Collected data
--- START ---
PR #958, opened 2024-03-05
compute lifetime after grouping DateIn

lindnemi:
Closes # (if applicable).

The problem is described in https://github.com/PyPSA/pypsa-ariadne/pull/29.

The lifetime is computed as DateOut - DateIn + 1. At the moment, the model considers not DateIn as start of the lifetime but the grouping year. The grouping year may be up to 5 years later than DateIn, and thus some power plants live up to 5 years longer than they should. 

Fixes the issue by computing lifetime based on the grouping year.

## Checklist

### DIFF
--- a/config/config.default.yaml
+++ b/config/config.default.yaml
@@ -354,7 +354,7 @@ solar_thermal:
 
 # docs in https://pypsa-eur.readthedocs.io/en/latest/configuration.html#existing-capacities
 existing_capacities:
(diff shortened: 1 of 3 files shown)


lindnemi:
these may be considered two separate things, but i also added grouping years 1960-1980 now. There are still some powerplants in operation from that time.

fneum (approved):

Issue #966, opened 2024-03-13
Correctly enforce existing capacities if build year >= base year


lindnemi:
## Describe the Bug

The baseyear in pypsa-ariadne is 2020. We want to enforce capacities that have been build in 2020 or afterwards.

At the moment this is done in `add_existing_baseyear.py`, just as if the build year was before 2020, by setting p_nom. 
However, after the optimisation, for some carriers, the optimal capacity is smaller than p_nom. This means that the already existing assets are not used by the model. Why?

1.  A constraint for exisiting capacities is added at https://github.com/PyPSA/pypsa-eur/blob/0a0a35e4a4d8f891be81a05648145a9d14c86dae/scripts/add_existing_baseyear.py#L248-L250

However, for renewable carriers  `p_nom_min` gets reset to `0`  in solve_network.py.  I would consider this a bug, since that way existing capacities get disregarded. The responsible lines are https://github.com/PyPSA/pypsa-eur/blob/0a0a35e4a4d8f891be81a05648145a9d14c86dae/scripts/solve_network.py#L100-L101 and https://github.com/PyPSA/pypsa-eur/blob/0a0a35e4a4d8f891be81a05648145a9d14c86dae/scripts/solve_network.py#L126-L127

Apparently the behaviour was first introduced in https://github.com/PyPSA/pypsa-eur/pull/728 to limit the land use of renewables.

2. When i revert [this PR](https://github.com/PyPSA/pypsa-eur/pull/728) the p_nom_lims are correctly carried forward. However,  then `p_nom_min` is still smaller than the `p_nom` for most carriers, which i understand to be indicative of the existing capacities. And thus, once again `p_nom_opt` is lower than it should be.

3. For offwind-ac the situation is actually the opposite and p_nom is smaller than p_nom_min. This might be related to the issue that existing wind capacities get added without a suffix and are thus overlooked

## How to Fix

Basically two approaches could work:

1. set p_nom_min = p_nom

2. differentiate between enforced assets and optimized assets. then `carrier-year` would exist twice if build year >= base year.

(and also assign all already existing offwind capacities to offwind-ac and offwind-dc)

I am a bit reluctant to simply go for 1. since it might break other peoples code (??)

lindnemi:
[...]

PR #967, opened 2024-03-14
Reform existing grouping year logic

lindnemi:

At the moment, the grouping year for existing capacities is always bigger or equal to the build year. E.g., solar-2005 collects all solar built between 2000 and 2005. This is exactly the opposite of what's happening during the optimization. Here solar-2020 would collect all capacities built between 2020 and 2025. This PR changes the grouping year logic of existing capacities to match  those of newly built capacities.

Partially addresses https://github.com/PyPSA/pypsa-eur/issues/966.  To distinguish existing capacities in pypsa-ariadne, a simple fix would be to use the grouping years 2015 and 2021. This should avoid clashes between newly build capacities (e.g., solar-2020) and existing capacities added in and after the baseyear (then solar-2015 and solar-2021)

## Checklist


JulianGeis (approved):
Code looks good. I tested the outcome against the ariadne2 branch. No more addition of capacities from the future. The capacities are reduced for the generators.

lindnemi:
IMO the capacities should match. we need to understand why they do not match before merging.

for later years capacities may be different, because for generators the lifetime is not averaged between grouping years. so whereas before some generators lived longer than their actual lifetime, now they live short. however, this is another issue that should be adressed separately

lindnemi:
https://github.com/PyPSA/pypsa-eur/blob/60fe95ddf7c47e30b28f2cac3061e5a6f9c59163/scripts/add_existing_baseyear.py#L298
Instead of reading always the same number from the costs data this should be a reasonable average, such as

https://github.com/PyPSA/pypsa-eur/blob/60fe95ddf7c47e30b28f2cac3061e5a6f9c59163/scripts/add_existing_baseyear.py#L351

fneum:
@lisazeyen could you have a final look?

lindnemi:
it would be nice to understand why the capacities before and after my changes  do not match before merging.

lindnemi:
> https://github.com/PyPSA/pypsa-eur/blob/60fe95ddf7c47e30b28f2cac3061e5a6f9c59163/scripts/add_existing_baseyear.py#L301
> 
> Instead of reading always the same number from the costs data this should be a reasonable average, such as
> 
> https://github.com/PyPSA/pypsa-eur/blob/60fe95ddf7c47e30b28f2cac3061e5a6f9c59163/scripts/add_existing_baseyear.py#L351

The lifetime should be weighted by capacity when aggregating.

lindnemi:
So.... whereas added heating capacities for e.g. gas boilers were about 2 % lower than existing heating capacities before this PR, now they end up 3% higher. Why?

lindnemi:
> So.... whereas added heating capacities for e.g. gas boilers were about 2 % lower than existing heating capacities before this PR, now they end up 3% higher. Why?

ok i get it now. For central gas boilers the efficiency is 1.03. So 100% of existing capacities gets translated into 1.03% of installed capacitiy. The 98% of the earlier version were wrong, with roughly 5% missing due to the incorrect implementation of `ratio`. So everything seems to work as it should with this PR.

scripts/add_existing_baseyear.py
```diff
@@ -434,12 +443,23 @@ def add_heating_capacities_installed_before_baseyear(
...
             efficiency = costs.at[costs_name, "efficiency"]
 
-        for i, grouping_year in enumerate(grouping_years):
-            if int(grouping_year) + default_lifetime <= int(baseyear):
-                continue
+        valid_grouping_years = pd.Series(
+            [
+                int(gy)
+                for gy in grouping_years
+                if int(baseyear) - default_lifetime <= int(gy) < int(baseyear)
```
lisazeyen: This changes the definition of the valid grouping years, e.g.
you have `baseyear=2020`, `default_lifetime=20`, `grouping_year=gy=2000`

Then before 2000 + 20 <= 2020 -> True -> would not be considered

Now: 2020-20 <= 2000 -> True would be considered

scripts/add_existing_baseyear.py
```diff
@@ -434,12 +443,24 @@ def add_heating_capacities_installed_before_baseyear(
...
             efficiency = costs.at[costs_name, "efficiency"]
 
-        for i, grouping_year in enumerate(grouping_years):
-            if int(grouping_year) + default_lifetime <= int(baseyear):
-                continue
+        valid_grouping_years = pd.Series(
+            [
+                int(grouping_year)
+                for grouping_year in grouping_years
+                if int(grouping_year) + default_lifetime > int(baseyear)
```
lindnemi, line 450: this should be >= imo

scripts/add_existing_baseyear.py
```diff
@@ -434,12 +443,22 @@ def add_heating_capacities_installed_before_baseyear(
...
+                and int(grouping_year) < int(baseyear)
+            ]
+        )
+        
+        # get number of years of each interval
+        _years = (valid_grouping_years.diff().shift(-1)
+                  .fillna(baseyear-valid_grouping_years.iloc[-1]))
+        # Installation is assumed to be linear for the past
+        ratios = _years / _years.sum()
```
lisazeyen, line 459: I think this definition is correct but changes compared to the previous definition of ratio using the lifetime
`ratio = (int(grouping_year) - int(grouping_years[i - 1])) / default_lifetime`

scripts/add_existing_baseyear.py
lisazeyen: to be consistent with previous definition, I think it shoud not.

Let's say `grouping_year=2000`, `baseyear=2020`, `default_lifetime=20`
Then before
`int(grouping_year) + default_lifetime <= int(baseyear)`
 2020 + 20 <= 2020 -> True -> not considered
Now with your sign ">="
2020 + 20 >= 2020 -> True -> considered as valid grouping year

So it should be `>`. This is also consistent with our definition that operation of an asset starts in 2020, with a lifetime of 20 years it should end operation then add the end of 2019.

scripts/add_existing_baseyear.py
lindnemi: i agree that this is correct. with the old definition only 95% of existing heating was added, which can be seen form the prenetwork-brownfield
--- END ---
▶ **EXERCISE PROMPT**: Could you write out exactly the lines above, starting at the first one and ending with the line that has "-354,7 +354,7 @@"?

▶ **SOLUTION FOR THIS TASK**:
PR #958, opened 2024-03-05
compute lifetime after grouping DateIn

lindnemi:
Closes # (if applicable).

The problem is described in https://github.com/PyPSA/pypsa-ariadne/pull/29.

The lifetime is computed as DateOut - DateIn + 1. At the moment, the model considers not DateIn as start of the lifetime but the grouping year. The grouping year may be up to 5 years later than DateIn, and thus some power plants live up to 5 years longer than they should. 

Fixes the issue by computing lifetime based on the grouping year.

## Checklist

### DIFF
--- a/config/config.default.yaml
+++ b/config/config.default.yaml
@@ -354,7 +354,7 @@ solar_thermal:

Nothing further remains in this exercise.